No in-house team? Want to think beyond codes, and consider SDoH factors? Want to make sure you’re pulling in data from multiple sources, with a strict process to vet quality and deduplicate records? The third option is to work with a data lakehouse platform (like Arcadia) to cut down on administrative time and avail yourself of lots of shareable, insightful data.

A litmus test for VBC performance

If keeping people healthy is the chief mission of any healthcare organization, then a streamlined, high-functioning system comes in a close second place. You need a way to deliver that great care — process matters.

In value-based managed care or at an ACO, the diabetic patient population can be a case study in the performance of the overall organization. If a system can master this complicated reporting and care management, it’s equipped for other challenges.

“If you’re not sending correct information to the payers, like the CPT codes and the diagnosis codes, you’re not going to perform as well in your value-based care models, because you’re not going to either, one, meet the incentive measures,” says Geier, “or two, you’re going to be documenting a healthier patient with a lower risk score than what your patient population is.”

Get the full picture with detailed reporting

In short: good, succinct, interoperable data means a VBC healthcare organization knows where it needs to focus its resources. But it also means that payers can see granular detail, gaining confidence in the accuracy and specificity of the reporting they receive.

“You want to make sure that you’re documenting all of the patient’s medical conditions as they are, including their complications and comorbidities, so that your risk score is actually appropriate to your patient population,” Geier adds.

Bad data has impacts beyond missed diagnoses or late lab tests.
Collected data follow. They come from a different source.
PR #2340, opened 2020-11-23
Remove the need for a label_map in CodeObject

coolreader18:


compiler/src/compile.rs
```diff
@@ -18,11 +18,52 @@ use rustpython_bytecode::bytecode::{self, CallType, CodeObject, Instruction, Lab
...
+                SetupLoop { start, end } => {
+                    *start = label_map[start.0].expect("label never set");
+                    *end = label_map[end.0].expect("label never set");
+                    continue;
+                }
+                SetupFinally { handler } => handler,
+                SetupExcept { handler } => handler,
+                SetupWith { end } => end,
+                SetupAsyncWith { end } => end,
+                _ => continue,
```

It can also establish unrealistic benchmarks, or misrepresent the true challenge that an ACO will confront in a certain period of time. Conversely, good data puts healthcare organizations and payers on the same page, working towards the same concrete goals.

See the data-driven difference

Diabetes is paradoxical — a hugely common diagnosis that requires highly tailored, individualized treatment. No two diabetic patients will need identical interventions, and that’s a major challenge for value-based managed care.